▸ Your objective: Each entry below is to be copied verbatim.

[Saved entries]
PR #2351, opened 2019-11-15
RFC: Switch enrollment condition

rileyjshaw:
I think we might be seeing some bugs from this enrollment flow, but I
can't test thoroughly enough on my local branch to know for sure.

My thoughts:

If the enrollment fails, we should not add user enrollment info or
redirect to a challenge URL. We're seeing confusing states where someone's
challenge enrollment fails, but they still see the Team Only visibility
option on their profile page.

I'm hoping this fixes some of our other enrollment woes.

@can-007, you were the initial author of this section of the code - I'd
love to hear your thoughts / comments.

### DIFF
--- a/server/src/auth-router.ts
+++ b/server/src/auth-router.ts
@@ -119,34 +119,32 @@ router.get(
         session.passport.user = old_user;
       }
       response.redirect('/profile/settings?success=' + success.toString());
-    } else if (enrollment && enrollment.challenge && enrollment.team) {
-      if (
-        !(await UserClient.enrollRegisteredUser(
-          user.emails[0].value,
-          enrollment.challenge,
-          enrollment.team,
-          enrollment.invite,
-          request.header('Referer')
-        ))
-      ) {
-        // if the user is unregistered, pass enrollment to frontend
-        user.enrollment = enrollment;
-      } else {
-        // if the user is already registered, now he/she should be enrolled
-        // [TODO] there should be an elegant way to get the client_id here
-        const client_id = await UserClient.findClientId(user.emails[0].value);
-        await earnBonus('sign_up_first_three_days', [
-          enrollment.challenge,
-          client_id,
-        ]);
-        await earnBonus('invite_signup', [
-          client_id,
-          enrollment.invite,
-          enrollment.invite,
-          enrollment.challenge,
-        ]);
-      }
-
+    } else if (
+      enrollment &&
+      enrollment.challenge &&
+      enrollment.team &&
+      (await UserClient.enrollRegisteredUser(
+        user.emails[0].value,
+        enrollment.challenge,
+        enrollment.team,
+        enrollment.invite,
+        request.header('Referer')
+      ))
+    ) {
+      // if the user is already registered, now he/she should be enrolled
+      // [TODO] there should be an elegant way to get the client_id here
+      const client_id = await UserClient.findClientId(user.emails[0].value);
+      user.enrollment = enrollment; // TODO: Do we need this?
+      await earnBonus('sign_up_first_three_days', [
+        enrollment.challenge,
+        client_id,
+      ]);
+      await earnBonus('invite_signup', [
+        client_id,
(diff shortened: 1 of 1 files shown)


server/src/auth-router.ts
```diff
@@ -119,34 +119,32 @@ router.get(
...
+        enrollment.challenge,
+        enrollment.team,
+        enrollment.invite,
+        request.header('Referer')
+      ))
+    ) {
+      // if the user is already registered, now he/she should be enrolled
+      // [TODO] there should be an elegant way to get the client_id here
+      const client_id = await UserClient.findClientId(user.emails[0].value);
+      user.enrollment = enrollment; // TODO: Do we need this?
```
phirework: Seconding Q of whether we need this @can-007

can-007: I think we need this.
This enroll function here is for enrolling registered user only.
For brand new user, the enrollment happens when saving the profile. And the enrollment information will be needed then.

▸ Written solution:
PR #2351, opened 2019-11-15
RFC: Switch enrollment condition

rileyjshaw:
I think we might be seeing some bugs from this enrollment flow, but I
can't test thoroughly enough on my local branch to know for sure.

My thoughts:

If the enrollment fails, we should not add user enrollment info or
redirect to a challenge URL. We're seeing confusing states where someone's
challenge enrollment fails, but they still see the Team Only visibility
option on their profile page.

I'm hoping this fixes some of our other enrollment woes.

@can-007, you were the initial author of this section of the code - I'd
love to hear your thoughts / comments.

### DIFF
--- a/server/src/auth-router.ts
+++ b/server/src/auth-router.ts
@@ -119,34 +119,32 @@ router.get(
         session.passport.user = old_user;
       }
       response.redirect('/profile/settings?success=' + success.toString());
-    } else if (enrollment && enrollment.challenge && enrollment.team) {
-      if (
-        !(await UserClient.enrollRegisteredUser(
-          user.emails[0].value,
-          enrollment.challenge,
-          enrollment.team,
-          enrollment.invite,
-          request.header('Referer')
-        ))
-      ) {
-        // if the user is unregistered, pass enrollment to frontend
-        user.enrollment = enrollment;
-      } else {
-        // if the user is already registered, now he/she should be enrolled
-        // [TODO] there should be an elegant way to get the client_id here
-        const client_id = await UserClient.findClientId(user.emails[0].value);
-        await earnBonus('sign_up_first_three_days', [
-          enrollment.challenge,
-          client_id,
-        ]);
-        await earnBonus('invite_signup', [
-          client_id,
-          enrollment.invite,
-          enrollment.invite,
-          enrollment.challenge,
-        ]);
-      }
-
+    } else if (
+      enrollment &&
+      enrollment.challenge &&
+      enrollment.team &&
+      (await UserClient.enrollRegisteredUser(
+        user.emails[0].value,
+        enrollment.challenge,
+        enrollment.team,
+        enrollment.invite,
+        request.header('Referer')
+      ))
+    ) {
+      // if the user is already registered, now he/she should be enrolled
+      // [TODO] there should be an elegant way to get the client_id here
+      const client_id = await UserClient.findClientId(user.emails[0].value);
+      user.enrollment = enrollment; // TODO: Do we need this?
+      await earnBonus('sign_up_first_three_days', [
+        enrollment.challenge,
+        client_id,
+      ]);
+      await earnBonus('invite_signup', [
+        client_id,
(diff shortened: 1 of 1 files shown)


server/src/auth-router.ts
```diff
@@ -119,34 +119,32 @@ router.get(
...
+        enrollment.challenge,
+        enrollment.team,
+        enrollment.invite,
+        request.header('Referer')
+      ))
+    ) {
+      // if the user is already registered, now he/she should be enrolled
+      // [TODO] there should be an elegant way to get the client_id here
+      const client_id = await UserClient.findClientId(user.emails[0].value);
+      user.enrollment = enrollment; // TODO: Do we need this?
```
phirework: Seconding Q of whether we need this @can-007

can-007: I think we need this.
This enroll function here is for enrolling registered user only.
For brand new user, the enrollment happens when saving the profile. And the enrollment information will be needed then.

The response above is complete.